Entering edit mode
9.7 years ago
Ming Tommy Tang
★
4.5k
Hi,
I am using samblaster to mark duplicates, and it requires the reads to be read id sorted.
Can anyone explain it? I have read sam specification from here:
Dad's data:
@RG ID:FLOWCELL1.LANE1 PL:ILLUMINA LB:LIB-DAD-1 SM:DAD PI:200
@RG ID:FLOWCELL1.LANE2 PL:ILLUMINA LB:LIB-DAD-1 SM:DAD PI:200
@RG ID:FLOWCELL1.LANE3 PL:ILLUMINA LB:LIB-DAD-2 SM:DAD PI:400
@RG ID:FLOWCELL1.LANE4 PL:ILLUMINA LB:LIB-DAD-2 SM:DAD PI:400
Mom's data:
@RG ID:FLOWCELL1.LANE5 PL:ILLUMINA LB:LIB-MOM-1 SM:MOM PI:200
@RG ID:FLOWCELL1.LANE6 PL:ILLUMINA LB:LIB-MOM-1 SM:MOM PI:200
@RG ID:FLOWCELL1.LANE7 PL:ILLUMINA LB:LIB-MOM-2 SM:MOM PI:400
@RG ID:FLOWCELL1.LANE8 PL:ILLUMINA LB:LIB-MOM-2 SM:MOM PI:400
Kid's data:
@RG ID:FLOWCELL2.LANE1 PL:ILLUMINA LB:LIB-KID-1 SM:KID PI:200
@RG ID:FLOWCELL2.LANE2 PL:ILLUMINA LB:LIB-KID-1 SM:KID PI:200
@RG ID:FLOWCELL2.LANE3 PL:ILLUMINA LB:LIB-KID-2 SM:KID PI:400
@RG ID:FLOWCELL2.LANE4 PL:ILLUMINA LB:LIB-KID-2 SM:KID PI:400
The @RG
ID is to identify reads from a specific lane, SM is for the sample name. So, what is the read id? I am a bit confused. My bam file only contains one SM and one ID.
Thank you!
Ming
Posting as a comment because I'm not entirely sure it's correct...
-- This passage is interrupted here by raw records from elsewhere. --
PR #205, opened 2023-06-08
Implement pgtle.create_shell_type function to support shell type creation in pg_tle

lyupan:
Description of changes:
Implement pgtle.create_shell_type/create_shell_type_if_not_exists function:
1. They require two arguments: namespace and type name and can only be executed by pgtle_admin and superuser;
2. Similar to https://github.com/aws/pg_tle/blob/main/docs/03_managing_extensions.md#pgtleregister_feature_if_not_existsproc-regproc-feature-pg_tle_features, create_shell_type_if_not_exists returns false if the type already exists while create_shell_type fails;
3. Add a new pg_tle version 1.0.5 for the new datatype functions.

This is the first commit to support custom base types in pg_tle.

### DIFF
--- a/pg_tle--1.0.1--1.0.4.sql
+++ b/pg_tle--1.0.1--1.0.4.sql
@@ -107,26 +107,3 @@ GRANT EXECUTE ON FUNCTION pgtle.install_extension_version_sql
   version text,
   ext text
 ) TO pgtle_admin;
-
-CREATE FUNCTION pgtle.create_shell_type
-(
-  p_typnamespace regnamespace,
-  p_typname name
-)
-RETURNS boolean
-SET search_path TO 'pgtle'
-STRICT
-AS 'MODULE_PATHNAME', 'pg_tle_create_shell_type'
-LANGUAGE C;
-
-REVOKE EXECUTE ON FUNCTION pgtle.create_shell_type
-(
-  p_typnamespace regnamespace,
-  p_typname name
-) FROM PUBLIC;
-
-GRANT EXECUTE ON FUNCTION pgtle.create_shell_type
-(
-  p_typnamespace regnamespace,
-  p_typname name
-) TO pgtle_admin;
--- a/pg_tle--1.0.1--1.0.4.sql
+++ b/pg_tle--1.0.1--1.0.4.sql
@@ -107,3 +107,26 @@ GRANT EXECUTE ON FUNCTION pgtle.install_extension_version_sql
   version text,
   ext text
 ) TO pgtle_admin;
+
+CREATE FUNCTION pgtle.create_shell_type
+(
+  p_typnamespace regnamespace,
+  p_typname name
+)
+RETURNS boolean
+SET search_path TO 'pgtle'
+STRICT
+AS 'MODULE_PATHNAME', 'pg_tle_create_shell_type'
+LANGUAGE C;
+
+REVOKE EXECUTE ON FUNCTION pgtle.create_shell_type
+(
+  p_typnamespace regnamespace,
+  p_typname name
+) FROM PUBLIC;
+
+GRANT EXECUTE ON FUNCTION pgtle.create_shell_type
+(
+  p_typnamespace regnamespace,
+  p_typname name
+) TO pgtle_admin;
--- a/src/datatype.c
+++ b/src/datatype.c
@@ -17,60 +17,71 @@
 
 #include "access/genam.h"
 #include "access/heapam.h"
+#include "access/htup_details.h"
+#include "access/xact.h"
 #include "catalog/pg_authid.h"
 #include "catalog/pg_type.h"
+#include "fmgr.h"
 #include "miscadmin.h"
 #include "utils/acl.h"
 #include "utils/lsyscache.h"
 #include "utils/syscache.h"
 
 #include "compatibility.h"
+#include "tleextension.h"
+
+
+/* Local functions */
+static void check_is_pgtle_admin(void);
+static bool create_shell_type(Oid typeNamespace, const char *typeName, bool if_not_exists);
 
 
 static void
 check_is_pgtle_admin(void)
 {
 	HeapTuple	tuple;
-	Form_pg_authid roleform;
 	Oid			tleadminoid;
 
-	tuple = SearchSysCache1(AUTHNAME, CStringGetDatum("pgtle_admin"));
+	tuple = SearchSysCache1(AUTHNAME, CStringGetDatum(PG_TLE_ADMIN));
 	if (!HeapTupleIsValid(tuple))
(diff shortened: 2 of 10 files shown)


src/datatype.c
```diff
@@ -0,0 +1,106 @@
...
+		ereport(ERROR,
+				(errcode(ERRCODE_UNDEFINED_OBJECT),
+				 errmsg("role \"%s\" does not exist", "pgtle_admin")));
+	}
+
+	roleform = (Form_pg_authid) GETSTRUCT(tuple);
+	tleadminoid = roleform->oid;
+	ReleaseSysCache(tuple);
+
+    CHECK_CAN_SET_ROLE(GetUserId(), tleadminoid);
```
formalLogicGirl, line 49: nit : can we make the whitespace formatting consistent

test/expected/pg_tle_datatype.out
```diff
@@ -0,0 +1,64 @@
...
+(1 row)
+
+SELECT pgtle.create_shell_type('public', 'test_citext');
+ERROR:  permission denied for function create_shell_type
+-- superuser can call pgtle.create_shell_type
+RESET SESSION AUTHORIZATION;
+SELECT CURRENT_USER;
+ current_user 
+--------------
+ lyup
```
formalLogicGirl, line 31: this will not match for other people running the test and fail the test, right?

src/datatype.c
jkatz: We may need a `pgformatter` run -- it's available in the PostgreSQL repo.

src/datatype.c
```diff
@@ -0,0 +1,106 @@
...
+
+
+static void
+check_is_pgtle_admin(void)
+{
+	HeapTuple	tuple;
+	Form_pg_authid roleform;
+	Oid			tleadminoid;
+
+	tuple = SearchSysCache1(AUTHNAME, CStringGetDatum("pgtle_admin"));
```
jkatz, line 37: `pgtle_admin` should be defined in a constant. Unsure if it should be in `constants.h` or `tleextension.h` -- leaning towards `tleextension.h` as it contains names specific to the TLE extension itself, though maybe those need to be moved to `constants.h`

src/datatype.c
```diff
@@ -0,0 +1,106 @@
...
+
+	/*
+	 * Make effects of commands visible
+	 */
+	CommandCounterIncrement();
+
+	if (OidIsValid(address.objectId))
+		PG_RETURN_BOOL(true);
+
+	PG_RETURN_BOOL(false);
```
jkatz, line 105: I would opt to return an error if we're unable to create the shell type. That way, if this is in a transaction, it will fail.

src/datatype.c
```diff
@@ -0,0 +1,106 @@
...
+	typoid = GetSysCacheOid2(TYPENAMENSP, Anum_pg_type_oid,
+							 CStringGetDatum(typeName),
+							 ObjectIdGetDatum(typeNamespace));
+
+	if (OidIsValid(typoid))
+	{
+		ereport(ERROR,
+				(errcode(ERRCODE_DUPLICATE_OBJECT),
+				 errmsg("type \"%s\" already exists", typeName)));
+	}
```
jkatz, line 93: See comment below -- we could have a similar pattern to other functions, e.g. `create_shell_type` which will error if the type already exists, and `create_shell_type_if_not_exists` which will return `false` if it exists. Example:

https://github.com/aws/pg_tle/blob/main/docs/03_managing_extensions.md#pgtleregister_feature_if_not_existsproc-regproc-feature-pg_tle_features

jkatz (approved):

jkatz (changes requested):
Good start! Please see previous review for the requested changes / comments.

src/datatype.c
formalLogicGirl: Since we are mirroring the Postgres CREATE TYPE wouldn't it be good to keep the behavior similar? In Postgres, if the type already exists then an error is generated. I was thinking we want to do the same here.

pg_tle--1.0.1--1.0.4.sql
```diff
@@ -107,3 +107,26 @@ GRANT EXECUTE ON FUNCTION pgtle.install_extension_version_sql
   version text,
   ext text
 ) TO pgtle_admin;
+
```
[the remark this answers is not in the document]
lyupan: Done. Added a new version 1.0.5

src/datatype.c
lyupan: Done, run `pg_indent`.

test/expected/pg_tle_datatype.out
lyupan: Ah, this was a mistake. Fixed.

src/datatype.c
lyupan: Defined a new constant `PG_TLE_ADMIN`.

src/datatype.c
lyupan: Yeah, that makes sense. Updated the code.

src/datatype.c
lyupan: Add a new create_shell_type_if_not_exists function:
`create_shell_type` now fails (report error) if the type already exists;
`create_shell_type_if_not_exists` returns false if it exists.

lyupan:
Thanks for the review! Made some updates based on the comments, please take another look.

src/datatype.c
JohnHVancouver: I think you can simplify this by just calling `get_role_oid`  and don't have to re-implement

src/datatype.c
JohnHVancouver: OOC when would a user call one over the other?

formalLogicGirl: Thats a great question. Its not clear to me that there is a very compelling use case for `create_shell_type_if_not_exists`. In Postgres, there isn't a similar function. In pg_tle, by design, we want to prevent leaving behind a shell type when a custom base type created in pg_tle gets successfully dropped. So there is not supposed to be a scenario where a shell type is left behind, and if that were the case, it seems like an error message informing the user would be helpful. Shell types also can't be shared between different custom base types, so no expectation of the shell type having been already created for some other reason. So then it comes down to whether the user wants the create function to not error under any circumstance, in which case they should use `create_shell_type_if_not_exists`. Is that a significant enough requirement that we need this function for?

formalLogicGirl: Not failing the transaction may be the significant use case that justifies the if_not_exists form of this function. Okay.

formalLogicGirl (approved):
Looks mostly good to me. I think its good to merge and work on the next functions. We can revisit if there are any updates we still need. I think you've already addressed all the comments raised so far.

From the context in the samblaster documentation, I suspect that "read-id" is what would normally be called "query name" or "read name" in the spec. In other words, use
samtools sort -n
. That would also make sense given that it explicitly mentions that "read-id" sorting is what aligners produce.Thanks for your reply. my bam files were sorted by coordinates. I might have to sort them by name. I know HTSeq requires bam files to be sorted by name (
-n
), I am not sure whether the same requirement is for samblaster.